Assignment: Please filter the entries and return only the lines that include "serial".
━━━
PR #1821, opened 2026-06-03
feat(put_page): rich-page overwrite guard for agent callers (force=true override)

georgell-ceo:
## What

Adds a tool-boundary guard to `put_page`: remote/agent callers can't overwrite a page whose existing `compiled_truth` is substantial (>= 100 chars) unless they pass `force: true`. Trusted local CLI callers (`ctx.remote === false`) are unaffected and the guard does not even read the existing page for them.

## Why

Agents follow a "helpful upsert" instinct: they read a page, decide they can improve it, and call `put_page` with a rewritten version, silently discarding the prior content. Prompt-level guidance ("read the page first; don't overwrite a rich page") does not reliably hold across models. Enforcing at the tool boundary turns an accidental clobber into an explicit, opt-in act.

The thrown error (`rich_page_overwrite_blocked`) names the alternatives so a blocked agent has a clear path forward:

> Use add_timeline_entry for new dated facts, add_link for new relationships, or pass force=true to deliberately overwrite.

## Details

- New `force` boolean param on `put_page` — propagates to the MCP tool schema automatically via the contract-first op definitions.
- New `ErrorCode` member `rich_page_overwrite_blocked`.
- New exported `RICH_PAGE_MIN_CHARS = 100` threshold.
- Guard runs **before** the dry-run short-circuit, so a dry-run preview surfaces the same block (matches the existing subagent-namespace check precedent).
- **Fail-closed:** anything not strictly `ctx.remote === false` is treated as remote (matches the CV6 / v0.26.9 F7b trust posture already used in this handler for provenance stamping).
- Multi-source aware: reads the existing page with `ctx.sourceId`.

## Tests

- New hermetic regression suite `test/operations-put-page-overwrite-guard.test.ts` (6 cases): blocks at the threshold boundary, blocks on dry-run preview, allows thin pages, allows when no page exists, allows with `force=true`, and allows local callers without even reading the page.
- `bun run typecheck` clean.
- parity / mcp-tool-defs / public-exports / operations-* suites green (157 tests).

## Notes

- VERSION / CHANGELOG intentionally left untouched for the maintainer's release process.

### DIFF
--- a/src/core/operations.ts
+++ b/src/core/operations.ts
@@ -69,6 +69,7 @@ export type ErrorCode =
   | 'rate_limited'      // v0.31: gateway rate-limit upstream
   | 'extraction_failed' // v0.31: facts extractor failed (refusal, parse, abort)
   | 'fact_not_found'    // v0.31: forget_fact / recall on unknown id
+  | 'rich_page_overwrite_blocked' // put_page guard: agent overwrite of a substantial page without force=true
   // eslint-disable-next-line @typescript-eslint/ban-types
   | (string & {});      // OPEN union for forward-compat (eE7 / D13)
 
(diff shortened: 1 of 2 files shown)


garrytan:

PR #1823, opened 2026-06-03
Fix propose_takes dry-run writes

uncfreak1255-code:
## Summary
- prevent `cycle propose_takes --dry-run` from inserting take proposals, receipts, or rollups
- pass `dryRun` through cycle calibration phases so the pipeline honors dry-run mode
- add a regression test that proves dry-run extraction does not persist proposals

## Verification
- `bun test test/propose-takes.test.ts`
- `bun run typecheck`
- local runtime smoke: dry-run proposal count stayed `0 -> 0` after cleanup
- global `gbrain` relinked to the patched local checkout and reports `0.42.8.0`

## Notes
- This is a narrow behavioral fix only. Dream-lint side effects from the runtime run were separated out and not included in this branch.

### DIFF
--- a/.gitignore
+++ b/.gitignore
@@ -41,3 +41,8 @@ test/fixtures/pglite-snapshot.version
 
 # Private brain reports — never check these in (per CLAUDE.md privacy rule)
 reports/network-intelligence/
+
+# Auto-managed by gbrain (db_only directories)
+media/x/
+media/articles/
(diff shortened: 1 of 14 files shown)


uncfreak1255-code:
Closing from the contributor side. This was opened for a local runtime fix path, but we do not need an upstream PR for this workflow.

PR #1826, opened 2026-06-03
feat(gateway): Amazon Bedrock provider — embedding, reranker, chat

naterchrdsn:
## What

Adds `bedrock` as a native provider, filling the only major enterprise
hosting gap in the recipe registry. AWS shops running on Bedrock can now
use gbrain without a LiteLLM proxy or a second API key vendor.

## Provider surface

**Embedding** — Titan Embed Text v2 (1536d, Matryoshka 256/512/1024/1536),
Titan v1, Cohere Embed English v3, Cohere Embed Multilingual v3.

**Reranker** — `amazon.rerank-v1:0` and `cohere.rerank-v3-5:0`. Uses
`@ai-sdk/amazon-bedrock`'s `RerankingModelV4.doRerank()` instead of the
ZeroEntropy/llama.cpp wire shape — Bedrock's rerank API is structurally
different (queries array, not a flat documents list), so the native path
branches early in `rerank()` before the raw HTTP fetch.

**Chat** — Claude on Bedrock (cross-region inference prefixes included),
Nova Pro/Lite/Micro.

## Auth

AWS_REGION is required. Key-based auth (ACCESS_KEY_ID + SECRET +
optional SESSION_TOKEN) and IAM instance profile/role are both supported.
The pattern matches how the rest of the stack handles optional key env vars
— no keys present means the SDK falls back to the credential provider chain.

## Implementation notes

- `native-bedrock` added to the `Implementation` union in `types.ts`.
  Three switch sites in `gateway.ts` get the new case (instantiateEmbedding,
  instantiateExpansion, instantiateChat). Credential resolution extracted into
  `buildBedrockClientConfig(cfg)` to avoid repeating the optional-key spread
  across all four call sites (the fourth being the rerank branch).
- `@ai-sdk/amazon-bedrock` is a static import, same as the existing
  native-openai / native-google providers.
- `supports_subagent_loop: false`. The gateway-native tool loop
  (`agent.use_gateway_loop = true`) already supports any recipe with
  `supports_tools: true`, so Bedrock Claude works for subagents today with
  that flag. The flag is false by default because crash-replay `tool_call_id`
  stability across the Bedrock converse API hasn't been verified the way
  native-anthropic has.

## Not in this PR

- No Titan Rerank — not available on Bedrock as of this writing.
- No multimodal embedding — Titan v2 is text-only.
- Subagent crash-replay verification for `supports_subagent_loop: true` — follow-up.

## Verification

```
bun run typecheck
bun test test/ai/gateway-bedrock.test.ts   # 11 pass
bun test test/ai/gateway.test.ts           # 36 pass, no regressions
bash scripts/check-gateway-routed-no-direct-anthropic.sh
bash scripts/check-privacy.sh
bash scripts/check-key-files-current-state.sh
npx fallow audit --changed-since master    # new clone groups: 0
```

### DIFF
--- a/bun.lock
+++ b/bun.lock
@@ -5,6 +5,7 @@
     "": {
       "name": "gbrain",
       "dependencies": {
+        "@ai-sdk/amazon-bedrock": "^4.0.112",
         "@ai-sdk/anthropic": "^3.0.71",
         "@ai-sdk/google": "^3.0.64",
         "@ai-sdk/openai": "^3.0.53",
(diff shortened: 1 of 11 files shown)


time-attack:
This is well-built and clearly documented — thank you for the effort. We're not taking new cloud-vendor provider integrations, though: each one adds a permanent third-party runtime dependency (`@ai-sdk/amazon-bedrock`), new branches in the gateway switch sites and the rerank path, and a provider surface we then have to keep priced and tested forever. Closing on that policy rather than on the quality of the work.

PR #1832, opened 2026-06-04
fix: litellm/user_provided_models embedding validation (two bugs)

sternryan:
## Summary

Two bugs in the `litellm` (and `llama-server`) embedding-validation path block anyone from using a litellm-proxied embedding model at a custom dimension. Both bugs live in the same under-tested code path — recipes that declare `user_provided_models: true` (no static model list, user must supply model and dimensions at init time). Nobody uses this path via the openai/voyage/zeroentropyai first-party providers, so both bugs were invisible until a litellm user hit them.

### Bug 1 — `src/core/embedding-dim-check.ts`, `isCustomDimValidForProvider()`

**Problem:** `gbrain init --embedding-model litellm:embeddings --embedding-dimensions 1024` fails with a dim-validation error, making it impossible to initialize a brain on a litellm-proxied model.

The `isCustomDimValidForProvider()` function has no path for `user_provided_models` recipes. These recipes declare `default_dims: 0` as a sentinel meaning "the user must supply dimensions at init time." When the user does supply `--embedding-dimensions N`, the function should accept it immediately — there is no server-side allow-list gbrain can know about for an arbitrary litellm backend. Instead, it falls through to the Tier 3 Matryoshka rejection ("this model only emits its default dim"), and returns `valid: false` for every custom dim.

**Fix:** Add an early-return guard before Tier 1. When `recipe.touchpoints.embedding.user_provided_models === true`, the user-supplied dimension is the complete contract; return `{ valid: true, error: '' }` and skip all Matryoshka tiers.

### Bug 2 — `src/core/ai/gateway.ts`, `diagnoseEmbedding()`

**Problem:** `diagnoseEmbedding()` returns `user_provided_model_unset` whenever the recipe's static `tp.models` array is empty — which is always the case for litellm by design. The check does not look at whether the user actually supplied a model name after the provider prefix (e.g. `litellm:embeddings`). So `isAvailable('embedding')` returns `false` and the embed path is blocked even when the user has correctly configured `embedding_model: 'litellm:embeddings'`.

**Fix:** Extract the user-model portion of `modelStr` (the substring after the first `:`). Only reject with `user_provided_model_unset` when that portion is absent — preserving the guard for a genuinely unconfigured provider while letting fully-specified strings through.

## Changes

- `src/core/embedding-dim-check.ts`: early-return in `isCustomDimValidForProvider()` for `user_provided_models` recipes
- `src/core/ai/gateway.ts`: check for non-empty user model name in `diagnoseEmbedding()` before returning `user_provided_model_unset`
- `test/embedding-dim-check.test.ts`: new `describe` block — 5 tests for Bug 1, including regression pins that standard providers (OpenAI, ZeroEntropy) still reject invalid dims
- `test/ai/gateway.test.ts`: new `describe` block — 4 tests for Bug 2, covering the happy path, compound model ids, and a no-regression pin for unknown providers

## Testing

```
bun test test/embedding-dim-check.test.ts    # 31 pass, 0 fail (new tests included)
bun test test/ai/gateway.test.ts             # 40 pass, 0 fail (new tests included)
```

All new tests fail against the unfixed code and pass after the fix (verified by reverting the source changes, running `bun test` on the two files, re-applying, and confirming green).

## Notes

This is a correctness fix for an under-tested path. The litellm and llama-server providers have been present since v0.32 but have no test coverage for the init/embed flow at a custom dimension. The fix is minimal and does not change behavior for any existing provider.

### DIFF
--- a/src/core/ai/gateway.ts
+++ b/src/core/ai/gateway.ts
@@ -704,11 +704,17 @@ export function diagnoseEmbedding(modelOverride?: string): EmbeddingDiagnosis {
     };
   }
 
-  // Openai-compat recipes with empty models list require a user-provided model.
+  // Openai-compat recipes with empty models list require a user-provided model
+  // (e.g. `litellm:embeddings`). The user supplies the model as the portion after
+  // the first colon in the embedding_model string. Only reject when that portion
+  // is absent — not merely because the recipe's static models[] is empty (it is
+  // always empty for user_provided_models recipes by design).
   const isUserProvided = (tp as any).user_provided_models === true;
+  const userModelName = modelStr.includes(':') ? modelStr.slice(modelStr.indexOf(':') + 1).trim() : '';
   if (
     Array.isArray(tp.models) &&
     tp.models.length === 0 &&
+    !userModelName &&
     (recipe.id === 'litellm' || isUserProvided)
   ) {
     return {
--- a/src/core/embedding-dim-check.ts
+++ b/src/core/embedding-dim-check.ts
@@ -409,6 +409,15 @@ function isCustomDimValidForProvider(
   requestedDims: number,
   dimsOptions: number[] | undefined,
 ): CustomDimCheck {
+  // Tier 0: user_provided_models recipes (e.g. litellm, llama-server) have no
+  // static model list and declare default_dims=0 as a sentinel meaning "the user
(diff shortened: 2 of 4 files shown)


garrytan:

PR #1833, opened 2026-06-04
Fix PGLite stale lock recovery for stdio serve

zach22-1999:
## Summary
- stop `startMcpServer()` from owning stdio/signal shutdown so `runServe()` is the single lifecycle owner
- preserve dead-PID/corrupt-lock reclaim while refusing to reap live PGLite holders
- add regression coverage for stale-lock self-heal, single-owner stdio lifecycle, and slower serial disconnect tests

## Root cause
`gbrain serve` already installs stdio/signal/parent-watchdog shutdown in `runServe()`, but `startMcpServer()` also installed its own stdin, transport, and signal shutdown hooks. That created a double-owner cleanup path around `engine.disconnect()` / `process.exit()`. In parallel, `pglite-lock.ts` still contained the older "reap long-held live lock" behavior, which is unsafe for embedded Postgres and not needed once dead-PID stale locks are reclaimed reliably on the next connect.

## Fix
- remove the duplicate stdio/signal shutdown hooks from `src/mcp/server.ts`
- keep stale-lock recovery in `acquireLock()` limited to dead PIDs and corrupt lockfiles
- add a serial CLI regression that seeds a dead-PID stale lock and proves `gbrain stats` reaps it and exits 0
- add a lightweight regression test that prevents future reintroduction of a second stdio lifecycle owner
- extend PGLite lock coverage and raise timeouts on the heavy disconnect serial tests so the intended invariants stay green under cold migration startup

## Validation
- `bun test test/pglite-lock.test.ts`
- `bun test test/mcp-stdio-owner-regression.test.ts`
- `bun test test/serve-stdio-lifecycle.test.ts`
- `bun test test/pglite-engine-disconnect.serial.test.ts`
- `bun test test/e2e/pglite-cli-exit.serial.test.ts`

### DIFF
--- a/src/core/pglite-lock.ts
━━━
Response:
- add regression coverage for stale-lock self-heal, single-owner stdio lifecycle, and slower serial disconnect tests
- add a serial CLI regression that seeds a dead-PID stale lock and proves `gbrain stats` reaps it and exits 0
- extend PGLite lock coverage and raise timeouts on the heavy disconnect serial tests so the intended invariants stay green under cold migration startup
- `bun test test/pglite-engine-disconnect.serial.test.ts`
- `bun test test/e2e/pglite-cli-exit.serial.test.ts`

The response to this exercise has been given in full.